As part of his outreach, Rabbi Senter also ran a grief support group that attracted 26 participants. One of them was Anne Unger, 57, a former congregant from Plainview. Rabbi Senter called her when a congregant mentioned that her husband had suffered a brain hemorrhage.

“He called and said he would go to the hospital to see my husband,” Unger recalled. “I said, ‘No, we’re not members.’ He said, ‘Here is my phone number, call if you need anything.’ I later learned from my husband that the rabbi had been in to see him. … When I knew the end was coming, I called the rabbi and he came over and helped us through that very painful period.”

She said she began coming to services and found that many of her friends were still members.

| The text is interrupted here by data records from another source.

PR #1005, opened 2016-08-31
Getter/setter for Intel10g's ring_buffer_size

dpino:
Intel10g's ring buffer has to comply several restrictions (power of two and not larger than 32*1024). Currently these constraints are implemented independently in several apps (firehose, lwaftr). The PR adds a single entry point for getting/setting intel10g's ring buffer.

### DIFF
--- a/src/apps/intel/intel10g.lua
+++ b/src/apps/intel/intel10g.lua
@@ -23,7 +23,18 @@ local timer = require("core.timer")
 local bits, bitset = lib.bits, lib.bitset
 local band, bor, lshift = bit.band, bit.bor, bit.lshift
 
-num_descriptors = 1024
+local num_descriptors = 1024
+function ring_buffer_size (arg)
+   if not arg then return num_descriptors end
+   local ring_size = assert(tonumber(arg), "bad ring size: " .. arg)
+   if ring_size > 32*1024 then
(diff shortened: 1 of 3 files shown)


src/apps/intel/intel10g.lua
```diff
@@ -23,7 +23,18 @@ local timer = require("core.timer")
 local bits, bitset = lib.bits, lib.bitset
 local band, bor, lshift = bit.band, bit.bor, bit.lshift
 
-num_descriptors = 1024
+local num_descriptors = 1024
+function ring_buffer_size (arg)
```
eugeneia: This looks like its a global setting, shouldn't this be per PCI device / app instance? Maybe even a configuration option of the driver app?

dpino: I'm not sure. The reason I think this should be per module and not per instance is that `num_descriptors` is used to set RDLEN and TDLEN registers in the intel10g driver. In SF that should be OK, but what would happen in VF mode? VF inherits `set_receive_descriptors` and `set_transmit_descriptors` from SF. If two VF instances are started with different `num_descriptors` sizes the latter would override RDLEN and TDLEN registers in the card. Wouldn't that be a problem?

PR #1008, opened 2016-09-02
Remove apps.vpn

alexandergall:
Remove dead code, obsoleted by the l2vpn program on the l2vpn branch.


eugeneia:
I would prefer to merge this once the replacement lands upstream. Might not make a difference, but I don't know who is using `apps.vpn`?

alexandergall:
The new VPN code will remain on the `l2vpn` topic branch (in that sense, the replacement is already there and has been so for a long time). You can phase out the old `vpws` code whenever you like.

PR #1012, opened 2016-09-05
manual: support NixOS 16.03 and 16.09 texlive package sets

domenkozar:
Otherwise manual doesn't build on NixOS 16.09 (beta to be released today).

### DIFF
--- a/src/doc/default.nix
+++ b/src/doc/default.nix
@@ -13,8 +13,8 @@ stdenv.mkDerivation rec {
 
   buildInputs = [ ditaa pandoc git
    (texlive.combine {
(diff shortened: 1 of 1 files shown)


domenkozar:
cc @kbara

eugeneia:
I think this change might need to be replicated in the snabb_doc module in snabblab-nixos, am I right?

See: https://github.com/snabblab/snabblab-nixos/blob/master/modules/snabb_doc.nix#L80

domenkozar:
Yeah. We could deduplicate the list, but still you'd have to bump snabb source to get an update.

“I felt like I came home,” she said, noting that she has now joined the congregation and attended bereavement classes that the rabbi opened to the community.

“I find Rabbi Senter inspiring,” she said.

In opening many of their events to the community — including hosting a recent free brunch for intermarried couples and their families — Zelkind said the leadership believes that “we should not be cloistered and do things solely for our members. We are here to service the area of Plainview and Old Bethpage, and there are a lot of unaffiliated here. Perhaps we can fulfill their spiritual and cultural needs — it just doesn’t have to be attending services.”

Barry Mael, director of Kehilla Operations and Finance at the United Synagogue of Conservative Judaism, said the movement is watching with interest to see if the new fee schedule works.

“Free Hebrew school is an interesting and creative way to financial sustainability,” he said. “It is saying the Hebrew school is an integral part of being a member and is not an add-on. If it works, it will be great. It will be a recognition that money to support congregations comes from free-will giving above and beyond dues. If people feel connected, they will find a way to support you.”